=== PROBLEM DESCRIPTION ===
Reproduce the records below word for word.

(Stored items)

PR #2467, opened 2020-04-20
feature: S3C-2773 object lock design document

rahulreddy:
Introduces design document for Object locking feature. The doc is currently not connected to the Read the Docs tree but will be cleaned up later.

PR #2498, opened 2020-04-22
Feature/s3 c 2777 object lock test plan

dora-korpar:
Test plan for Object Lock feature

### DIFF
--- a/docs/OBJECT_LOCK_TEST_PLAN.md
+++ b/docs/OBJECT_LOCK_TEST_PLAN.md
@@ -1,0 +1,161 @@
+# Object Lock Feature Test Plan
+
+## Feature Component Description
+
+Implementing Object Lock will introduce six new APIs:
+
+- putObjectLockConfiguration
+- getObjectLockConfiguration
+- putObjectRetention
+- getObjectRetention
+- putObjectLegalHold
+- getObjectLegalHold
+
+Along with these APIs, putBucket, putObject, deleteObject, and multiObjectDelete
+be affected. In Arsenal, both the BucketInfo and ObjectMD models will be
+updated. Bucket policy and IAM policy permissions will be updated to include
+the new API actions.
+
+## Functional Tests
+
+### putBucket tests
+
+- passing option to enable object lock updates bucket metadata and enables
+    bucket versioning
+
+### putBucketVersioning tests
+
+- suspending versioning on bucket with object lock enabled returns error
+
+### putObject tests
+
+- putting retention configuration on object should be allowed
+- putting invalid retention configuration returns error
+
+### getObject tests
+
+- getting object with retention information should include retention information
+
+### copyObject tests
+
+- copying object with retention information should include retention information
+
+### initiateMultipartUpload tests
+
+- mpu object initiated with retention information should include retention
+    information
+
+### putObjectLockConfiguration tests
+
+- putting configuration as non-bucket-owner user returns AccessDenied error
+- disabling object lock on bucket created with object lock returns error
+- enabling object lock on bucket created without object lock returns
+    InvalidBucketState error
+- enabling object lock with token on bucket created without object lock succeeds
+- putting valid object lock configuration when bucket does not have object
+    lock enabled returns error (InvalidRequest?)
+- putting valid object lock configuration updates bucket metadata
+- putting invalid object lock configuration returns error
+    - ObjectLockEnabled !== "Enabled"
+    - Rule object doesn't contain DefaultRetention key
+    - Mode !== "GOVERNANCE" or "COMPLIANCE"
+    - Days are not an integer
+    - Years are not an integer
+
+### getObjectLockConfiguration tests
+
+- getting configuration as non-bucket-owner user returns AccessDenied error
+- getting configuration when none is set returns
+    ObjectLockConfigurationNotFoundError error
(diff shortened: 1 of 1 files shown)


docs/OBJECT_LOCK_TEST_PLAN.md
```diff
@@ -0,0 +1,157 @@
...
+    - Ensure object cannot be overwritten.
+
+- Create bucket with object locked enabled and put configuration. Put object.
+Put new retention period with date past expiration on object.
+
+    - Ensure object can be deleted.
+    - Ensure object can be overwritten.
+
+- Create bucket with object lock enabled and put configuration with date past
+expiration. Put object. Put legal hold on object.
```
ilkescality: Putting configuration with date past expiration isn't allowed (both in our implementation or per AWS) so this sounds bit misleading, I think could be better to tweak this test a bit such as: 
`Put object in an object lock enabled bucket which has object lock configuration with past expiration date. Put legal hold on object.`

docs/OBJECT_LOCK_TEST_PLAN.md
```diff
@@ -0,0 +1,157 @@
...
+
+    - Ensure object cannot be deleted.
+    - Ensure object cannot be overwritten.
+
+- Create bucket with object lock enabled and put configuration. Put object.
+Check object retention. Change bucket object lock configuration.
+
+    - Ensure object retention period has not changed with bucket configuration.
```
ilkescality, line 152: That's a good one 👍

docs/OBJECT_LOCK_TEST_PLAN.md
```diff
@@ -0,0 +1,157 @@
...
+    - Ensure object can be overwritten.
+
+- Create bucket with object lock enabled and put configuration with date past
+expiration. Put object. Put new retention period on object.
+
+    - Ensure object cannot be deleted.
+    - Ensure object cannot be overwritten.
+
+- Create bucket with object locked enabled and put configuration. Put object.
+Put new retention period with date past expiration on object.
```
ilkescality: I think this test could be misleading as well, as putting object with retention period with date past expiration returns `An error occurred (InvalidArgument) when calling the PutObject operation: The retain until date must be in the future!` error by AWS.

docs/OBJECT_LOCK_TEST_PLAN.md
```diff
@@ -0,0 +1,157 @@
...
+
+    - Ensure user without permission cannot delete object
+    - Ensure user without permission cannot overwrite object
+    - Ensure user with permission can delete object
+    - Ensure user with permission can overwrite object
+    - Ensure user with permission can lengthen retention period
+    - Ensure user with permission cannot shorten retention period
+
+- Create bucket with object lock enabled and put configuration with date past
+expiration. Put object.
```
ilkescality: I think this is another case (putting configuration with date past expiration) which we don't make possible in the first place if I'm not mistaken.

docs/OBJECT_LOCK_TEST_PLAN.md
```diff
@@ -0,0 +1,157 @@
...
+- getObjectRetention
+- putObjectLegalHold
+- getObjectLegalHold
+
+Along with these APIs, putBucket, putObject, deleteObject, and multiObjectDelete
+be affected. In Arsenal, both the BucketInfo and ObjectMD models will be
+updated. Bucket policy and IAM policy permissions will be updated to include
+the new API actions.
+
+## Functional Tests
```
ilkescality, line 19: It'd be good to add functional tests to `getObject` and `copyObject` as well, e.g:
- `getObject` returns the object with `ObjectLockMode` and `ObjectLockRetainUntilDate` if the object has valid object lock configuration in place.
- `copyObject` should copy the object with its object lock configuration if the object has any.

docs/OBJECT_LOCK_TEST_PLAN.md
```diff
@@ -0,0 +1,157 @@
...
+### Scenarios
+
+- Create bucket with object lock enabled. Put object. Put object lock
+configuration. Put another object.
+
+    - Ensure object put before configuration does not have retention period set
+    - Ensure object put after configuration does have retention period set
+
+- Create bucket without object lock. Put object. Enable object lock with token
+and put object lock configuration. Put another object.
```
ilkescality: Are we going to make it possible to be enabled by `token`? In [here](https://github.com/scality/cloudserver/pull/2467/files#diff-f5bc3c260b0f1e4f3bd8617dd2c3a292R187) it suggests that ` we will use a tool to enable object lock by modifying the bucket's configuration` (I'm not sure about what kind of tool though :))

docs/OBJECT_LOCK_TEST_PLAN.md
dora-korpar: yknow you're right. we should still be testing the scenarios that have an expired retention period 🤔 it'll just require manually updating the metadata instead of going through the api. but good to note

ilkescality: Yeah that's right; we'd still wanna test it to verify the behavior in that scenario :)

ilkescality (approved):

rahulreddy (approved):

dora-korpar:
@bert-e approve

PR #3302, opened 2021-01-28
ft: S3C-2767 bucket policy not implemented error

dora-korpar:
Makes PutBucketPolicy API return a NotImplemented error if the user attempts to put a condition, federated principal, or service principal in the bucket policy instead of MalformedXML.

Not the absolute most elegant solution, but this way nothing in Arsenal is impacted (which would have required enough work that we could have just implemented conditions x) ), and it will be easy to remove once those keys are implemented.

### DIFF
--- a/lib/api/bucketPutPolicy.js
+++ b/lib/api/bucketPutPolicy.js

=== OUTPUT OF THE TASK ===
PR #2467, opened 2020-04-20
feature: S3C-2773 object lock design document

rahulreddy:
Introduces design document for Object locking feature. The doc is currently not connected to the Read the Docs tree but will be cleaned up later.

PR #2498, opened 2020-04-22
Feature/s3 c 2777 object lock test plan

dora-korpar:
Test plan for Object Lock feature

### DIFF
--- a/docs/OBJECT_LOCK_TEST_PLAN.md
+++ b/docs/OBJECT_LOCK_TEST_PLAN.md
@@ -1,0 +1,161 @@
+# Object Lock Feature Test Plan
+
+## Feature Component Description
+
+Implementing Object Lock will introduce six new APIs:
+
+- putObjectLockConfiguration
+- getObjectLockConfiguration
+- putObjectRetention
+- getObjectRetention
+- putObjectLegalHold
+- getObjectLegalHold
+
+Along with these APIs, putBucket, putObject, deleteObject, and multiObjectDelete
+be affected. In Arsenal, both the BucketInfo and ObjectMD models will be
+updated. Bucket policy and IAM policy permissions will be updated to include
+the new API actions.
+
+## Functional Tests
+
+### putBucket tests
+
+- passing option to enable object lock updates bucket metadata and enables
+    bucket versioning
+
+### putBucketVersioning tests
+
+- suspending versioning on bucket with object lock enabled returns error
+
+### putObject tests
+
+- putting retention configuration on object should be allowed
+- putting invalid retention configuration returns error
+
+### getObject tests
+
+- getting object with retention information should include retention information
+
+### copyObject tests
+
+- copying object with retention information should include retention information
+
+### initiateMultipartUpload tests
+
+- mpu object initiated with retention information should include retention
+    information
+
+### putObjectLockConfiguration tests
+
+- putting configuration as non-bucket-owner user returns AccessDenied error
+- disabling object lock on bucket created with object lock returns error
+- enabling object lock on bucket created without object lock returns
+    InvalidBucketState error
+- enabling object lock with token on bucket created without object lock succeeds
+- putting valid object lock configuration when bucket does not have object
+    lock enabled returns error (InvalidRequest?)
+- putting valid object lock configuration updates bucket metadata
+- putting invalid object lock configuration returns error
+    - ObjectLockEnabled !== "Enabled"
+    - Rule object doesn't contain DefaultRetention key
+    - Mode !== "GOVERNANCE" or "COMPLIANCE"
+    - Days are not an integer
+    - Years are not an integer
+
+### getObjectLockConfiguration tests
+
+- getting configuration as non-bucket-owner user returns AccessDenied error
+- getting configuration when none is set returns
+    ObjectLockConfigurationNotFoundError error
(diff shortened: 1 of 1 files shown)


docs/OBJECT_LOCK_TEST_PLAN.md
```diff
@@ -0,0 +1,157 @@
...
+    - Ensure object cannot be overwritten.
+
+- Create bucket with object locked enabled and put configuration. Put object.
+Put new retention period with date past expiration on object.
+
+    - Ensure object can be deleted.
+    - Ensure object can be overwritten.
+
+- Create bucket with object lock enabled and put configuration with date past
+expiration. Put object. Put legal hold on object.
```
ilkescality: Putting configuration with date past expiration isn't allowed (both in our implementation or per AWS) so this sounds bit misleading, I think could be better to tweak this test a bit such as: 
`Put object in an object lock enabled bucket which has object lock configuration with past expiration date. Put legal hold on object.`

docs/OBJECT_LOCK_TEST_PLAN.md
```diff
@@ -0,0 +1,157 @@
...
+
+    - Ensure object cannot be deleted.
+    - Ensure object cannot be overwritten.
+
+- Create bucket with object lock enabled and put configuration. Put object.
+Check object retention. Change bucket object lock configuration.
+
+    - Ensure object retention period has not changed with bucket configuration.
```
ilkescality, line 152: That's a good one 👍

docs/OBJECT_LOCK_TEST_PLAN.md
```diff
@@ -0,0 +1,157 @@
...
+    - Ensure object can be overwritten.
+
+- Create bucket with object lock enabled and put configuration with date past
+expiration. Put object. Put new retention period on object.
+
+    - Ensure object cannot be deleted.
+    - Ensure object cannot be overwritten.
+
+- Create bucket with object locked enabled and put configuration. Put object.
+Put new retention period with date past expiration on object.
```
ilkescality: I think this test could be misleading as well, as putting object with retention period with date past expiration returns `An error occurred (InvalidArgument) when calling the PutObject operation: The retain until date must be in the future!` error by AWS.

docs/OBJECT_LOCK_TEST_PLAN.md
```diff
@@ -0,0 +1,157 @@
...
+
+    - Ensure user without permission cannot delete object
+    - Ensure user without permission cannot overwrite object
+    - Ensure user with permission can delete object
+    - Ensure user with permission can overwrite object
+    - Ensure user with permission can lengthen retention period
+    - Ensure user with permission cannot shorten retention period
+
+- Create bucket with object lock enabled and put configuration with date past
+expiration. Put object.
```
ilkescality: I think this is another case (putting configuration with date past expiration) which we don't make possible in the first place if I'm not mistaken.

docs/OBJECT_LOCK_TEST_PLAN.md
```diff
@@ -0,0 +1,157 @@
...
+- getObjectRetention
+- putObjectLegalHold
+- getObjectLegalHold
+
+Along with these APIs, putBucket, putObject, deleteObject, and multiObjectDelete
+be affected. In Arsenal, both the BucketInfo and ObjectMD models will be
+updated. Bucket policy and IAM policy permissions will be updated to include
+the new API actions.
+
+## Functional Tests
```
ilkescality, line 19: It'd be good to add functional tests to `getObject` and `copyObject` as well, e.g:
- `getObject` returns the object with `ObjectLockMode` and `ObjectLockRetainUntilDate` if the object has valid object lock configuration in place.
- `copyObject` should copy the object with its object lock configuration if the object has any.

docs/OBJECT_LOCK_TEST_PLAN.md
```diff
@@ -0,0 +1,157 @@
...
+### Scenarios
+
+- Create bucket with object lock enabled. Put object. Put object lock
+configuration. Put another object.
+
+    - Ensure object put before configuration does not have retention period set
+    - Ensure object put after configuration does have retention period set
+
+- Create bucket without object lock. Put object. Enable object lock with token
+and put object lock configuration. Put another object.
```
ilkescality: Are we going to make it possible to be enabled by `token`? In [here](https://github.com/scality/cloudserver/pull/2467/files#diff-f5bc3c260b0f1e4f3bd8617dd2c3a292R187) it suggests that ` we will use a tool to enable object lock by modifying the bucket's configuration` (I'm not sure about what kind of tool though :))

docs/OBJECT_LOCK_TEST_PLAN.md
dora-korpar: yknow you're right. we should still be testing the scenarios that have an expired retention period 🤔 it'll just require manually updating the metadata instead of going through the api. but good to note

ilkescality: Yeah that's right; we'd still wanna test it to verify the behavior in that scenario :)

ilkescality (approved):

rahulreddy (approved):

dora-korpar:
@bert-e approve

PR #3302, opened 2021-01-28
ft: S3C-2767 bucket policy not implemented error

dora-korpar:
Makes PutBucketPolicy API return a NotImplemented error if the user attempts to put a condition, federated principal, or service principal in the bucket policy instead of MalformedXML.

Not the absolute most elegant solution, but this way nothing in Arsenal is impacted (which would have required enough work that we could have just implemented conditions x) ), and it will be easy to remove once those keys are implemented.

### DIFF
--- a/lib/api/bucketPutPolicy.js
+++ b/lib/api/bucketPutPolicy.js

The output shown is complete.